### EXERCISE OBJECTIVE:
From top to bottom, write out the listing exactly.

### SOURCE RECORDS:
PR #1598, opened 2026-07-21
Fix benchmark build with swift-argument-parser

snprajwal:
ParsableCommand in swift-argument-parser requires a Sendable conformance, which a `@MainActor` does not satisfy. The CLI entry point runs synchronously on the main thread, so this can be replaced with `MainActor.assumeIsolated` inside the run blocks.


snprajwal:
@swift-ci test

QuietMisdreavus (approved):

### EXERCISE OUTPUT:
PR #1598, opened 2026-07-21
Fix benchmark build with swift-argument-parser

snprajwal:
ParsableCommand in swift-argument-parser requires a Sendable conformance, which a `@MainActor` does not satisfy. The CLI entry point runs synchronously on the main thread, so this can be replaced with `MainActor.assumeIsolated` inside the run blocks.


snprajwal:
@swift-ci test

QuietMisdreavus (approved):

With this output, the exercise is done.